### Dataset entries

⁂

PR #65, opened 2015-11-08
Linux shared-object library versioning

tknarr:
Changes to do shared-object library versioning on Linux. The soname is based on the major and minor version numbers, and presumes patchlevel updates are safe to use with binaries compiled and linked against older patchlevels. Mainly that means header files don't change significantly across patchlevels. If that's not the case, the soname would have to have the patchlevel added to it and the link creation/removal code involving SOLIB_COMPAT_SUFFIX has to change.


noloader:
Thanks @tknarr . We need this. I'll move the discussion to the list to ensure no one objects.

A quick question (if you don't mind)... Line 367:

    +      ldconfig

Is it OK for us to call that on install? I recall trying to find provenance for it in Stallman's GNU Make book, but there was no treatment.

tknarr:
ldconfig isn't in GNU Make, it's part of the Linux linker/loader package. When you install or uninstall a shared library, ldconfig updates the symlinks and /etc/ld.so.cache so the loader can find the library at runtime. It may be different on other OSes, that's why I only did versioning for Linux. An alternative is 'ldconfig -n $(PREFIX)/lib' which would just update the symlinks in the lib install directory, but without updating the cache the loader may not be able to find the library.

The bit about it I don't like is that it fails when you run ldconfig as a normal user. I'm not sure of a way around that.

noloader:
Todd - we are deferring this until 5.7. We should be able to merge it in a couple of weeks.

tknarr:
OK. And if anyone's twitchy about ldconfig I can change that to just do the symlinks and leave rebuilding the cache for the user to do afterwards.

noloader:
@Todd,

> And if anyone's twitchy about ldconfig I can change that to just do the symlinks and leave rebuilding the cache for the user to do afterwards

Yes, let's do that. That is, use SO name, use symlink but leave ot to the user to rebuild the cache.

I think its OK to INFO the user, similar to what the makefile does for its public service announcement:

    $ make
    WARNING: CRYPTOPP_NO_UNALIGNED_DATA_ACCESS is not defined in config.h.
    WARNING: You should make these changes in config.h, and not CXXFLAGS.
    WARNING: You can 'mv config.recommend config.h', but it breaks versioning.
    WARNING: See http://cryptopp.com/wiki/config.h for more details.

Instead of a WARN, let the user know they may need to do it at an INFO level. I can only say *MAY* because I know its not needed on Fedora and Ubuntu when installing into `/usr/local`. But I also know its needed on OpenSUSE and possibly Gentoo.

tknarr:
The info message sounds good. I'll verify that I can use the links-only command as a non-root user.

The code already does the 3-tuple, if you were looking at SOLIB_COMPAT_SUFFIX that's supposed to only be 2 elements so you can fix bugs and automatically have programs linked against that minor version pick up the fix without needing to be relinked.

noloader:
> I'll verify that I can use the links-only command as a non-root user.

OK, sounds good. Thanks.

I think the two use cases are:

 1. Build in PWD, don't install, test in PWD
 2. Build in PWD, install into `/usr` or `/usr/local`, test from anywhere.

I use (1) frequently. When I link, I link to the static archive with `./libcryptopp.a`.

I use (2) on occasion. I perform a `sudo make install PREFIX=/usr/local`. When I use (2), I compile/link test programs with `-L/usr/local/lib` and `-lcryptopp`. I perform a `LD_LIBRARY_PATH=/usr/local/lib ./myprog` if needed. But its usually not needed on platforms like Fedora and Ubuntu.

I've never heard of anyone performing a `make install PREFIX=/"$HOME"`, but it could be a valid use case.

I'm not sure about what others might do. But I can speak for the two use cases above.

cawka:
I would like to propose a few changes here.  For C++, the concept of compatibility between major releases is not that straightforward.  Any minor change in class interface can cause library to be incompatible with previous version.

So.  I'm supporting versioning, but I would like to use full version as a soname:  libcryptopp.so.5.6.2  (and libcryptopp.5.6.2.dylib for os x).

GamePad64:
> Any minor change in class interface can cause library to be incompatible with previous version

In fact, that is not really true. I know about [Fragile ABI](http://c2.com/cgi/wiki?FragileBinaryInterfaceProblem), but there are ways, to make ABI compatible between versions. I strongly oppose this change, because every minor library update will result in rebuilding of all binaries, dependent on this library.

noloader:
Hi Guys. So everyone is on the same page, we have this wiki page setup: [Release Versioning](https://cryptopp.com/wiki/Release_Versioning).

Here's the three second tour:

* View from a `dlopen` and `dladdr` perspective
** attempts to consider/convey if/when a client must recompile
** i.e., level of "breaking" with respect to breaking changes

* Revision version bump (x.y.Z)
** maintain the library
** ideally, nothing is disturbed
** new classes on occasion
** no exiting API changes
** no ABI changes

* Minor version bump (x.Y)
** advance the library
** new classes added
** preserve exiting order of vtables entries
** may add vtable entries

* Major version bump (X)
** update the library
** breaking changes
** clients probably recompile
** classes added, removed, modified
** API and Interfaces added, removed, modified
** ABI and vtables added, removed, modified

tknarr:
Compatibility's why I used SOLIB_COMPAT_SUFFIX in GNUmakefile. To have only the exact version be considered compatible, just change SOLIB_FLAGS to use SOLIB_VERSION_SUFFIX and then comment out or delete the recipe lines that use SOLIB_COMPAT_SUFFIX. It only matters when a revision number bump would change existing code/data in header files to fix a bug, and when that happens you have to recompile applications anyway to get the fix.

cawka:
I agree and withdraw my suggestion.  Hopefully, the ABI compatibility can be achieved within minor/patch releases, though it is really hard to do with C++.

Ideally, this also requires additional testing, e.g., running the tester compiled with the old version against the new version of the shared library.

GamePad64:
You can try this tool for checking ABI compatibility:
http://ispras.linuxbase.org/index.php/ABI_compliance_checker
I tried it on other project, but didn't succeed very much. Maybe, you will
be more lucky with it.

2015-12-15 23:21 GMT+03:00 Alex Afanasyev <notifications@github.com>:

noloader:
@tknarr - I managed to break your patch, and I cannot merge it. Would you be able to fix it one last time?

tknarr:
On 12/25/2015 09:14 AM, Jeffrey Walton wrote:
>
> @tknarr <https://github.com/tknarr> - I managed to break your patch, 
> and I cannot merge it. Would you be able to fix it one last time?
>
Sure thing.

tknarr:
That should do it.

noloader:
Thanks @tTodd, got it.

I'm going to start testing with it, so I may be pining'ing you for some refinements.

noloader:
Hey Todd. Sorry to ping you again. Under Cygwin we are catching:

```
make: No rule to make target 'libcryptopp', needed by 'libcryptopp.so'. Stop
```

I can't test MinGW, but there's a couple of folks we can ping and ask them to test. The first is @Zireael-N and the second is @IlyaBizyaev.

tknarr:
Found it. It's in the line to allow libcryptopp.so as a target when versioned. I forgot the .so on the right-hand side, and I forgot I need to make that target conditional so it's not present when we aren't versioned. Fixing that now, pull request incoming shortly.

Issue #73, opened 2015-12-07
Provide CMake build system


GamePad64:
Well, the idea is to move away from traditional Makefile to a Makefile generator. CMake is the most robust, stable and reliable cross-platform build system.

Advantages:
- Much, MUCH easier to maintain:
Now we have to mantain Visual Studio project, Borlang C++ Builder project, GNUmakefile, GNUmakefile-cross, and (bonus!) Debian maintainers also have to maintain autoconf/automake builds. Using CMake you just have to maintain a single file: CMakeLists.txt
- Uniform across all platforms
We don't need to remember, how to build Crypto++ on Windows or Android (and it is really hard without something like msys2, if using MinGW).  
Building process is the same on every single platform:
```shell
mkdir build
cd build
cmake ../build
cmake --build .
```
- Cross-platform out of the box:
CMake uses [toolchain files](https://cmake.org/cmake/help/v3.0/manual/cmake-toolchains.7.html) to be really crossplatform. If you want to cross-compile Crypto++ for Android or Raspberry PI, for example, you just create CMake toolchain file for each platform, and it works like magic.
- Great documentation and community
CMake is becoming *de facto* standard in building C and C++ applications, gaining popularity every day.
- Many IDE's start to support it out of the box:  
Visual Studio (using generator)  
Code::Blocks (using generator)  
Eclipse CDT (using generator)  
CLion (natively!)

Disadvantages:
- It would be necessary to rewrite building process in various Linux distros.

If you are agree with this idea, I can start writing the CMakeLists.txt file right now, so we could complete it until version 5.7. Also, we can roll out both Makefile+CMake builds simultaneously in 5.7, and remove Makefile in 6.0 (as it is a major release).

noloader:
> If you are agree with this idea, I can start writing the CMakeLists.txt 

Yes, I've been looking for a `CmakeList.txt` for some time. See, for example, [Add Android.mk to build using android NDK](https://github.com/weidai11/cryptopp/pull/3).

When you build your file list, you can perform the following to ensure you get the list the makefile uses:

    cd cryptopp-git
    git pull # recent check-in
    make sources
    Library sources: cryptlib.cpp cpu.cpp 3way.cpp adler32.cpp algebra.cpp...
    Test sources: bench.cpp bench2.cpp test.cpp validat1.cpp validat2.cpp...

[...]

PR #77, opened 2015-12-08
CMake build

GamePad64:
Hello,
I have added CMake build, as mentioned in #73.

Building static+shared library.
---------------------------------------
- Honors object linking order, to contend [Static Initialization Order Fiasco](https://cryptopp.com/wiki/Static_Initialization_Order_Fiasco).  
- Forces adding -fPIC to all 64-bit architectures, such as amd64 and aarch64. For 32-bit architectures behaviour is controlled using `-DCMAKE_POSITION_INDEPENDENT_CODE=ON/OFF`
- Warns if `CRYPTOPP_NO_UNALIGNED_DATA_ACCESS` or `CRYPTOPP_INIT_PRIORITY` not defined in config.h
- Detects and sets endianess.
- `DISABLE_ASM`, `DISABLE_SSSE3` and `DISABLE_AESNI` are **not** set automatically right now (using compiler detection), so they are made as CMake options.
- Links to ws2_32 on Windows and to pthread on Linux.
- SONAME support for Linux (version_major.version_minor)

Building tests (cryptest).
--------------------------------
The test can be built and performes, if `BUILD_TESTING` is set to `ON` (default).
Command: `make test`

Building documentation using Doxygen.
-----------------------------------------------------
I had to create a new file, `Doxyfile.in`, as Doxygen can't make out-of-source builds. This is *the right way* to do this in CMake, but we may have to maintain it :confused:
The build yields CryptoPPRef.zip, containing all documentation, generated by Doxygen (just like GNUmakefile build).

Install.
--------
On `make install` CMake installs a package, that could be used by other projects, using `FindPackage(cryptopp)`, eliminating the need of `FindCryptoPP.cmake` module.
Also, `make install` just installs the libraries in `lib`, includes in `include`, and documentation in `share/doc`, honoring FHS on Linux.

Also, I've added a working `.travis.yml` file for [Travis-CI](https://travis-ci.org), if you ever want to use it.

### DIFF
--- a/CMakeLists.txt
+++ b/CMakeLists.txt
@@ -1,0 +1,185 @@
+cmake_minimum_required(VERSION 3.2 FATAL_ERROR)
+project(cryptopp VERSION 5.6.3)
+
+include(GNUInstallDirs)
+include(TestBigEndian)
+include(CheckCXXSymbolExists)
+
+#============================================================================
+# Settable options
+#============================================================================
+
+option(BUILD_TESTING "Build library tests" ON)
+option(BUILD_DOCUMENTATION "Use Doxygen to create the HTML based API documentation" OFF)
+
+option(DISABLE_ASM "Disable ASM" OFF)
+option(DISABLE_SSSE3 "Disable SSSE3" OFF)
+option(DISABLE_AESNI "Disable AES-NI" OFF)
+
+#============================================================================
+# Internal compiler options
+#============================================================================
+
+set(LIB_VER ${cryptopp_VERSION_MAJOR}${cryptopp_VERSION_MINOR}${cryptopp_VERSION_PATCH})
+
+if(CMAKE_CXX_COMPILER_ID MATCHES "Intel")
+	add_definitions(-wd68 -wd186 -wd279 -wd327 -wd161 -wd3180)
+endif()
+
+# Endianess
+TEST_BIG_ENDIAN(IS_BIG_ENDIAN)
+if(IS_BIG_ENDIAN)
+	add_definitions(-DIS_BIG_ENDIAN)
+endif()
+
+if(DISABLE_ASM)
+	add_definitions(-DCRYPTOPP_DISABLE_ASM)
+endif()
+if(DISABLE_SSSE3)
+	add_definitions(-DCRYPTOPP_DISABLE_SSSE3)
+endif()
+if(DISABLE_AESNI)
+	add_definitions(-DCRYPTOPP_DISABLE_AESNI)
+endif()
+
+#============================================================================
+# Sources & headers
+#============================================================================
+
+# Library headers
+file(GLOB cryptopp_HEADERS *.h)
+
+# Test sources
+file(GLOB cryptopp_SOURCES_TEST bench.cpp bench2.cpp test.cpp validat1.cpp validat2.cpp validat3.cpp adhoc.cpp datatest.cpp regtest.cpp fipsalgt.cpp dlltest.cpp fipstest.cpp)
+
+# Library sources
+file(GLOB cryptopp_SOURCES *.cpp)
+list(REMOVE_ITEM cryptopp_SOURCES
+		${CMAKE_CURRENT_SOURCE_DIR}/cryptlib.cpp
+		${CMAKE_CURRENT_SOURCE_DIR}/cpu.cpp
+		${CMAKE_CURRENT_SOURCE_DIR}/pch.cpp
+		${CMAKE_CURRENT_SOURCE_DIR}/simple.cpp
+		${CMAKE_CURRENT_SOURCE_DIR}/winpipes.cpp
+		${CMAKE_CURRENT_SOURCE_DIR}/cryptlib_bds.cpp
+		${cryptopp_SOURCES_TEST}
+		)
+set(cryptopp_SOURCES
+		${CMAKE_CURRENT_SOURCE_DIR}/cryptlib.cpp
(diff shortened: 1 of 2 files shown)


noloader:
This is a very good start. Thank you very much.

******

CMakeLists.txt, Lines 19-31, can go away. Future versions of the library will apply `CRYPTOPP_NO_UNALIGNED_DATA_ACCESS` and `CRYPTOPP_INIT_PRIORITY`. "Future versions" mean the next release (which may be 5.7 or 6.0, depending on what changes).

Folks who *want* unaligned data access will have to specifically set `CRYPTOPP_ALLOW_UNALIGNED_DATA_ACCESS`. That means [confg.h block around line 500](https://github.com/weidai11/cryptopp/blob/master/config.h#L497) will be deleted. We will no longer set it automatically.

******

I'm not sure about CMakeLists.txt, Lines 120-125. This is due to my ignorance.

    +if(WIN32)
    +	target_link_libraries(cryptopp-static ws2_32)
    +	target_link_libraries(cryptopp-shared ws2_32)
    +endif()

So we are clear... I believe the intention in the GNUmakefile is Unix-on-Windows tools like Cygwin and MinGW. MinGW requires the Winsock library `ws2_32`, while Cygwin does not. I don't believe its a cross-compile case, like using GCC to produce PE executables from Ubuntu under WINE (or something else exotic).

This is something you may want to test in a VM to be sure.

******

I'm not sure about CMakeLists.txt, Lines 125-130. 

    +find_package(Threads)
    +target_link_libraries(cryptopp-static ${CMAKE_THREAD_LIBS_INIT})
    +target_link_libraries(cryptopp-shared ${CMAKE_THREAD_LIBS_INIT})

On OS X, there are no thread libraries used. See [Crypto++ build on OS X 10.8](http://pastebin.com/uJS8xWz8) (it expires in 30 days).

*****

You might consider dropping Doxygen support. 5.6.2 and earlier did not have the make-based support. I believe Wei was generating it by hand in a one-off fashion.

We added the make-based stuff at 5.6.3 to ensure consistency are reproducible results. It was a QA thing.

If I did not need to generate the docs, then I'd avoid it altogether. (I think you have this choice).

******

travis.yaml concerns me.

    + sources: ['ubuntu-toolchain-r-test', 'george-edison55-precise-backports']

Effectively, we are introducing external dependencies. In addition, we are asking folks to trust someone named George Edison 55.

Can they be removed?

******

I'm not sure about this in travis.yaml:

    + - CXX_COMPILER=g++-5 STDLIB=libc++

The library supports a wide array or compilers, including MSVC, GCC, Intel ICC, Sun Studio, etc. I'm not sure limiting to GCC 5+ is a good idea.

In fact, I've seen *a lot* of problems with the experimental compilers like 5.2 and 5.3. I know they have inlining bugs, and I have spent a couple hundred hours trying to track them down on platforms like Debian/Aarch64. `libc++` is LLVM's C++ runtime. Is there a reason it is specified, and not, say, GNU's `libstdc++` or STLport or Dinkumware?

My apologies if I am parsing things incorrectly.

******

`Doxygen.in` looks like its a copy of Doxygen. Does a pre-build step of `cp Doxygen Doxygen.in` work to meet the goal?

Copying `Doxygen` has the benefit of no `Doxygen.in` maintenance because we will tend to it. Doxygen's configuration file will always be maintained because we use it to build the docs.

******

I think that's enough for round one.

I'll get it into the testing loop, and then the real fun will begin. (Testing sucks at times. For every half hour I spend producing something, I spend hours testing it).

noloader:
This is now up for debate at [CmakeList.txt Pull Request](http://groups.google.com/d/msg/cryptopp-users/_CRpt7-E20k/2urMb6A7CQAJ).

GamePad64:
> CMakeLists.txt, Lines 19-31, can go away.
Fair point, done
> I'm not sure about CMakeLists.txt, Lines 120-125.
WIN32 is not defined in Cygwin using CMake version higher then (2.8.4). CMakeLists.txt requires 3.2 explicitly.
> I'm not sure about CMakeLists.txt, Lines 125-130.
`CMAKE_THREAD_LIBS_INIT` is defined only when needed (on Linux, specifically). On OS X it is no-op.
> travis.yaml concerns me.
Well, using Travis is not mandatory. It will not be able to cover all the testing needs, like running Windows builds using MSVC. Maybe, it will be better to remove Travis builds it at this point.

GamePad64:
Rebased to include new commits.

GamePad64:
Rebased again. People are not enthusiastic about this change =/

noloader:
@Alexander - I was able to test this on a machine with Cmake. Is this expected? Shouldn't Cmake "just work"?

```
$ cd cryptopp
$ cmake
Usage

  cmake [options] <path-to-source>
  cmake [options] <path-to-existing-build>

Specify a source directory to (re-)generate a build system for it in the
current working directory.  Specify an existing build directory to
re-generate its build system.

Run 'cmake --help' for more information.
```

The reason I ask is Make "just works". I can use Posix Make or Gmake, and things start building.

GamePad64:
CMake requires entering source directory, so use `cmake .` (notice the dot). That means, that cmake will search for CMakeLists.txt in current directory.

noloader:
@GamePad64 - At commit 79882d4c7d47d5ef00 I added Cmake artifacts to the GNUMakefile's ***`distclean`*** recipe. If any of the artifacts should be under ***`clean`*** recipe, then please let me know or work-up a pull request.

PR #84, opened 2015-12-14
Microsoft ARM support

m-deckel:
* Adjusted config to compile for Microsoft ARM (e.g. Windows Universal apps)


noloader:
This looks good to me. It looks eerily familiar to a patch I used to have that's been swallowed up by an unresponsive Windows 8 machine...

I'm going to fast track the check-in because someone else was asking about this recently. I need about 4 hours of time to test it on a few different platforms.

PR #90, opened 2015-12-26
Versioned shared library makefile fixes

tknarr:
Added a makefile target to build the versioned .so if the unversioned name is given as a target.
Added DESTDIR to an ldconf line that was missing it.


noloader:
Thank you sir.

noloader:
@tknarr - Should we make the same changes to [GNUmakefile-cross](https://github.com/weidai11/cryptopp/blob/master/GNUmakefile-cross)?

PR #91, opened 2015-12-26
Apply the same versioned solib changes as to GNUmakefile

tknarr:
Applied the versioned-solib changes to GNUmakefile to GNUmakefile-cross. Removed the DESTDIR references in the process since -cross doesn't use that.


noloader:
Thank you sir.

⁂

### EXERCISE
Scan the entries above for the word "into", then copy every line in which it occurs.

### TASK OUTPUT
Instead of a WARN, let the user know they may need to do it at an INFO level. I can only say *MAY* because I know its not needed on Fedora and Ubuntu when installing into `/usr/local`. But I also know its needed on OpenSUSE and possibly Gentoo.
 2. Build in PWD, install into `/usr` or `/usr/local`, test from anywhere.
I'll get it into the testing loop, and then the real fun will begin. (Testing sucks at times. For every half hour I spend producing something, I spend hours testing it).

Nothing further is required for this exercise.